┌─ Given records

PR #2379, opened 2024-08-23
Add teacher license form for Ghana

thomasleese:
### Description

The Registration number, also known as the license number for Ghanaian specific applicants is a 3 part alphanumeric which has a specific format. To make it easier for applicants to not make mistakes when entering this number, we have decided to change the UI with additional validations in place to guide users.

Additionally, the application form status updater has also been updated with regards to the status of the registration form. If a Ghanaian applicant, submits their teacher license/registration number and it is not valid, the status should be "in_progress", meanwhile if it is empty, it should be "not_started". If it is valid then only then it will move to "completed"

Important Design Note: 
As part of this work a new grouped input had to be introduced with inspiration taken from the GOV design systems date field. Since, this is a custom group of inputs, there are no helpers available and as a result of this, custom input fields with GOV design system classes have been used to replicate the desired design.

Ghana Specific Form:
Screenshot 2024-09-03 at 08 43 09

Ghana Specific Form with Errors:
Screenshot 2024-09-03 at 08 43 30

Other:
Screenshot 2024-09-03 at 08 42 28

### DIFF
--- a/app/views/teacher_interface/registration_number/edit_ghana.html.erb
+++ b/app/views/teacher_interface/registration_number/edit_ghana.html.erb
@@ -1,0 +1,37 @@
+<% content_for :page_title, title_with_error_prefix(t("application_form.tasks.items.registration_number.ghana"), error: @form.errors.any?) %>
+<% content_for :back_link_url, back_history_path(default: teacher_interface_application_form_path) %>
+
+<%= form_with model: @form, url: %i[registration_number teacher_interface application_form] do |f| %>
+  <%= f.govuk_error_summary %>
+
+  <%= f.govuk_text_field :registration_number, label: { size: "l", tag: "h1" } %>
+
+  <% if @application_form.region.status_check_online? %>
+    <% if @application_form.region.status_information.present? %>
+      <%= raw GovukMarkdown.render(@application_form.region.status_information) %>
+    <% end %>
+
+    <% if @application_form.region.country.status_information.present? %>
+      <%= raw GovukMarkdown.render(@application_form.region.country.status_information) %>
+    <% end %>
+  <% end %>
+
+  <% if @application_form.region.sanction_check_online? %>
+    <% if @application_form.region.sanction_information.present? %>
+      <%= raw GovukMarkdown.render(@application_form.region.sanction_information) %>
+    <% end %>
+
+    <% if @application_form.region.country.sanction_information.present? %>
+      <%= raw GovukMarkdown.render(@application_form.region.country.sanction_information) %>
+    <% end %>
+  <% end %>
+
+  <%= govuk_details(summary_text: "When we might need more information") do %>
+    <p>
+      If we’re unable to find you using your registration number, we may need to
+      contact you for more information as part of your application.
+    </p>
+  <% end %>
+
+  <%= render "shared/save_submit_buttons", f: %>
+<% end %>
--- a/app/views/teacher_interface/registration_number/edit_ghana.html.erb
+++ b/app/views/teacher_interface/registration_number/edit_ghana.html.erb
@@ -4,34 +4,74 @@
 <%= form_with model: @form, url: %i[registration_number teacher_interface application_form] do |f| %>
   <%= f.govuk_error_summary %>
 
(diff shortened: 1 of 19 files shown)


app/views/teacher_interface/registration_number/edit_ghana.html.erb
```diff
@@ -0,0 +1,77 @@
+<% content_for :page_title, title_with_error_prefix(t("application_form.tasks.items.registration_number.ghana"), error: @form.errors.any?) %>
+<% content_for :back_link_url, back_history_path(default: teacher_interface_application_form_path) %>
+
+<%= form_with model: @form, url: %i[registration_number teacher_interface application_form] do |f| %>
+  <%= f.govuk_error_summary %>
+
+  <div class="govuk-form-group <%= 'govuk-form-group--error' if @form.errors.present? %>">
```
Hassanmir92, line 7: Note that this form group had to be done in a custom way since this form component does not exist. However, we have reused the date field component and ensured it matches the design system.

app/views/teacher_interface/registration_number/edit_ghana.html.erb
```diff
@@ -0,0 +1,37 @@
...
+    <% if @application_form.region.sanction_information.present? %>
+      <%= raw GovukMarkdown.render(@application_form.region.sanction_information) %>
+    <% end %>
+
+    <% if @application_form.region.country.sanction_information.present? %>
+      <%= raw GovukMarkdown.render(@application_form.region.country.sanction_information) %>
+    <% end %>
+  <% end %>
+
+  <%= govuk_details(summary_text: "When we might need more information") do %>
```
syed87: I'm wondering if this section is still necessary for the Ghana view. I didn't see it in the screenshot. Do we need to keep it here?

app/views/teacher_interface/registration_number/edit_ghana.html.erb
```diff
@@ -0,0 +1,37 @@
+<% content_for :page_title, title_with_error_prefix(t("application_form.tasks.items.registration_number.ghana"), error: @form.errors.any?) %>
+<% content_for :back_link_url, back_history_path(default: teacher_interface_application_form_path) %>
+
+<%= form_with model: @form, url: %i[registration_number teacher_interface application_form] do |f| %>
+  <%= f.govuk_error_summary %>
+
+  <%= f.govuk_text_field :registration_number, label: { size: "l", tag: "h1" } %>
+
+  <% if @application_form.region.status_check_online? %>
```
syed87: I can't see any issues with this but could we go through status_check_online and status_information just for my own understanding. I'm not sure what these are and how they relate to the workflow of the website.

config/locales/helpers.en.yml
```diff
@@ -223,6 +225,8 @@ en:
           provider: Upload proof of a Secure English Language Test (SELT) at B2 level, from one of the approved providers.
       teacher_interface_further_information_request_item_text_form:
         response: Enter your response
+      teacher_interface_ghana_registration_number_form:
+        registration_number: "Enter your teacher license number"
```
syed87, line 229: I noticed that the brackets are used in this section. It might be more consistent to remove them in this section.

app/views/teacher_interface/registration_number/edit_ghana.html.erb
```diff
@@ -0,0 +1,37 @@
...
+    <% if @application_form.region.status_information.present? %>
+      <%= raw GovukMarkdown.render(@application_form.region.status_information) %>
```
syed87: I know this code get's replaced later on but could we go through how status_information and sanction_information work and how they're used in the edit view and website in general.

Hassanmir92: Of course. Lets maybe jump on a call and go through it?

config/locales/helpers.en.yml
Hassanmir92: Actioned: https://github.com/DFE-Digital/apply-for-qualified-teacher-status/pull/2379/commits/38003732d1376f7f95196f7ad406a0ebd6b3cf7d

syed87 (approved):
looks good to me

└─

* [Brief]: The lines sought are those in the data above that include the string "they"; copy each one.

* [Reply to the task]:
syed87: I can't see any issues with this but could we go through status_check_online and status_information just for my own understanding. I'm not sure what these are and how they relate to the workflow of the website.
syed87: I know this code get's replaced later on but could we go through how status_information and sanction_information work and how they're used in the edit view and website in general.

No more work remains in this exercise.